[Records from a collection]
BEGIN

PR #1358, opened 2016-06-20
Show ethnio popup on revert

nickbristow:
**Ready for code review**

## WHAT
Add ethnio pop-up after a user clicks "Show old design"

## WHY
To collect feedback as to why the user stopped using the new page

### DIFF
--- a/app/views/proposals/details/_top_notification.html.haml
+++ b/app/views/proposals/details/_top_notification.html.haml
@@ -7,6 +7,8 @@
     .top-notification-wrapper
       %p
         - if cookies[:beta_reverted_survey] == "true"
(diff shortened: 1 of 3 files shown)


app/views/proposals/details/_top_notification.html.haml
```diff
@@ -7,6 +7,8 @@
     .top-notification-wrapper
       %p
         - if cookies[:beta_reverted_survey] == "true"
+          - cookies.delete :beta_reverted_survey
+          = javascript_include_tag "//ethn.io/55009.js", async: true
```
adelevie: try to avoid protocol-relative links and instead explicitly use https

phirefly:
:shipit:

END
BEGIN

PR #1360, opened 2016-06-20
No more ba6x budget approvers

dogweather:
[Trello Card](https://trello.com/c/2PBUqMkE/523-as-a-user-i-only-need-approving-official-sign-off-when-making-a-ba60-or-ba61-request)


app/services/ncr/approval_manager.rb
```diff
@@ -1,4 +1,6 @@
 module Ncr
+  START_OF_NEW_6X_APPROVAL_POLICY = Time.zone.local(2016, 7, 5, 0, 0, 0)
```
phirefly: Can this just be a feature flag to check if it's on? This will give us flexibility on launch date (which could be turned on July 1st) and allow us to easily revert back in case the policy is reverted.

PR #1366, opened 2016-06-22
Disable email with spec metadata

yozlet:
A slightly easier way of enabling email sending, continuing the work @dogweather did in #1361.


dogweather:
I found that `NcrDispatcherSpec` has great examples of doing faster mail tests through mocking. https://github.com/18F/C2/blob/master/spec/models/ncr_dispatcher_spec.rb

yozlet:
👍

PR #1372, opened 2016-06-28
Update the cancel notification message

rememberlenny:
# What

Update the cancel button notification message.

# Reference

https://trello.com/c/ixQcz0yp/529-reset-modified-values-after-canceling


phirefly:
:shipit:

END

§ **WORK REQUEST**
All lines above with "opened" in them should be returned.

§ **ANSWER BELOW**
PR #1358, opened 2016-06-20
PR #1360, opened 2016-06-20
PR #1366, opened 2016-06-22
PR #1372, opened 2016-06-28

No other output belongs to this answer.